Saudi executes 47 including top Shia cleric

Saudi executes 47 including top Shia cleric
Forty-seven people have been executed in Saudi Arabia on 'terrorism' charges, including prominent Shia cleric Nimr al-Nimr.
3 min read
02 January, 2016
Nimr al-Nimr was convicted of sedition by the Saudi authorities [AFP]

Saudi Arabia executed 47 people on Saturday, including a prominent Shia cleric behind anti-government protests and Sunnis convicted of involvement in deadly Al-Qaeda attacks, the government said.

The 56-year-old cleric, Nimr al-Nimr, was a driving force of the protests that broke out in 2011 in the Sunni-ruled kingdom's east, where the Shia minority complains of marginalisation.

The execution of al-Nimr could arouse anger among the minority's youths, his brother warned, while calling for calm.

"This action will spark the anger of (Shia) youths" in Saudi Arabia, said Mohammed al-Nimr, calling instead for a "peaceful protest movement".

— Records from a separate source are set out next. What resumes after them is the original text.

Issue #5826, opened 2026-03-19
chore: Prepare for loki architecture changes


kalleep:
### Add a description

I experimented a bit with how we can make incremental changes for https://github.com/grafana/alloy/pull/4940.

During that experiment I noticed it was much easier to partially migrate components that used the shared loki structures like `Fanout` and `Consume*` functions. While that design doc is still being discussed I want to move current components to use these functions and structures.

Components left to migrate:
- [ ] `loki.relabel`
- [ ] `loki.secretfilter`
- [ ] `loki.source.azure_event_hubs`
- [ ] `loki.source.gelf`
- [ ] `loki.source.kafka`
- [ ] `loki.source.kubernetes`
- [ ] `loki.source.podlogs`
- [ ] `loki.source.syslog`
- [ ] `loki.source.windowsevent`
- [ ] `faro.receiver`
- [ ] `database_observability.mysql`
- [ ] `database_observability.postgres` 

### Tip

<sub>React with 👍 if this issue is important to you.</sub>

PR #5850, opened 2026-03-20
chore(loki.source.syslog): Use Fanout and Consume and Drain

kalleep:
### Pull Request Details
Now that we run target reload loop and consume loop in seperate go routine we don't have to start drain updating targets. We also use loki.Drain during shutdown.

Part of https://github.com/grafana/alloy/issues/5826

### PR Checklist

- [ ] Documentation added
- [ ] Tests updated

### DIFF
--- a/internal/component/loki/source/syslog/syslog.go
+++ b/internal/component/loki/source/syslog/syslog.go
@@ -94,14 +94,18 @@ func (c *Component) Run(ctx context.Context) error {
 		})
 	}()
 
-	var wg sync.WaitGroup
+	var (
+		wg                 sync.WaitGroup
+		consumeCtx, cancel = context.WithCancel(context.Background())
+	)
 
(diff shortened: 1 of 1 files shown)


internal/component/loki/source/syslog/syslog.go
```diff
@@ -81,36 +81,39 @@ func New(o component.Options, args Arguments) (*Component, error) {
...
-		case entry := <-c.handler.Chan():
-			c.mut.RLock()
-			for _, receiver := range c.fanout {
-				receiver.Chan() <- entry
+	var (
+		wg                 sync.WaitGroup
+		consumeCtx, cancel = context.WithCancel(context.Background())
+	)
+
+	wg.Go(func() { loki.Consume(consumeCtx, c.handler, c.fanout) })
```
kalleep, line 102: We pass a context here that will only cancel consume after reload loop has exited. That we way we cannot deadlock if reload happens just before components exit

"We reject violence and clashing with authorities, just like the martyr sheikh rejected it."

The list does not include Nimr's nephew, Ali al-Nimr, whose arrest at the age of 17 and alleged torture during detention sparked condemnation from human rights groups and the United States.

Announcing the executions, the Saudi interior ministry said the 47 had been convicted of adopting the radical "takfiri" ideology, joining "terrorist organisations" and implementing various "criminal plots".

The list, published in a statement carried by SPA, the official Saudi news agency, includes Sunnis convicted of involvement in Al-Qaeda attacks that killed Saudis and foreigners in the kingdom in 2003 and 2004.

All of the executed were Saudis, except for an Egyptian and citizen of Chad.

The list includes Fares al-Shuwail which Saudi media outlets have described as the top religious leader of Al-Qaeda in Saudi Arabia. He was arrested in August 2004.

They were executed Saturday in 12 Saudi cities, the ministry said, without elaborating.

Saudi executions are usually carried out by beheading with a sword.

Executions have soared in the country since King Salman acceded the throne in January 2015.

Executions have soared in the country since King Salman acceded the throne in January 2015, after the death of king Abdullah.

Last year, Saudi Arabia executed 153 people convicted of various crimes, including drug-trafficking, after 87 were put to death in 2014.

Authorities in the kingdom set up specialised courts in 2011 to try dozens of Saudis and foreigners accused of belonging to Al-Qaeda or of participating in the wave of attacks that swept the country from 2003.

Those shootings and bombings killed more than 150 Saudis and foreigners.

The kingdom's current Crown Prince Mohammed bin Nayef oversaw a crackdown on the militants at the time.

In 2009, Al-Qaeda announced a merger of its Saudi and Yemeni branches forming Al-Qaeda in the Arabian Peninsula (AQAP) - classified by the United States as the network's deadliest branch.

'Instigator of sedition'

But Nimr was arrested for completely different reasons in 2012.

The interior ministry had described him at the time as an "instigator of sedition" as it announced his arrest in the Shia village of Awamiya in the east after being wounded in the leg while putting up resistance.

A video published on YouTube in 2012 showed Nimr, a slightly built man with a white beard, making a speech celebrating the 2012 death of then-interior minister Prince Nayef bin Abdulaziz, the crown prince's father.

"Let the worms eat him," Nimr said at the time.

"Those who killed our sons and jailed them, how would we not be happy for their deaths... May God take their lives one after the other, the families of Al-Saud and Al-Khalifa," he said in reference to the Sunni ruling families of Saudi Arabia and Bahrain.

Saudi Arabia's Shia-populated east has been the scene of periodic clashes involving security forces after demonstrations broke out almost five years ago alongside a Shia-led protest movement in neighbouring Bahrain.

Most of Saudi Arabia's Shias live in the oil-rich east, where many say they are marginalised.